*What you are asked to do:* Find the line containing "process.exit(1);" in the data below, then output that line and each one after it exactly, with nothing else.

Collected data
PR #395, opened 2017-04-26
Explicit proccess.exit after successful command run

gagarin55:
Why it needs explicitly execute proccess.exit ? Because truffle loads its configuration file. Somebody can put in his config some code which prevent finishing execution. For instance, if we use custom web3-provider-engine it will run timer to track new blocks.

### DIFF
--- a/cli.js
+++ b/cli.js
@@ -34,5 +34,7 @@ command.run(process.argv.slice(2), options, function(err) {
       }
     }
     process.exit(1);
+  } else {
+    process.exit(0);
   }
 });


tcoulter:
Hi there. Thanks for writing.

For specific design reasons, we don't run `process.exit()` on a successful command. That said, I do see why you might want it. 

If you're writing a timer that keeps the process open, the best way to handle it is by dereferencing the timer in node. This will make sure the process closes whether or not your timer is still going. Check out [this link](https://stackoverflow.com/questions/5924160/node-js-settimeout-that-does-not-keep-the-process-running) for more. 

Cheers! Hope this helps!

*Solution to the problem:*
     process.exit(1);
+  } else {
+    process.exit(0);
   }
 });


tcoulter:
Hi there. Thanks for writing.

For specific design reasons, we don't run `process.exit()` on a successful command. That said, I do see why you might want it. 

If you're writing a timer that keeps the process open, the best way to handle it is by dereferencing the timer in node. This will make sure the process closes whether or not your timer is still going. Check out [this link](https://stackoverflow.com/questions/5924160/node-js-settimeout-that-does-not-keep-the-process-running) for more. 

Cheers! Hope this helps!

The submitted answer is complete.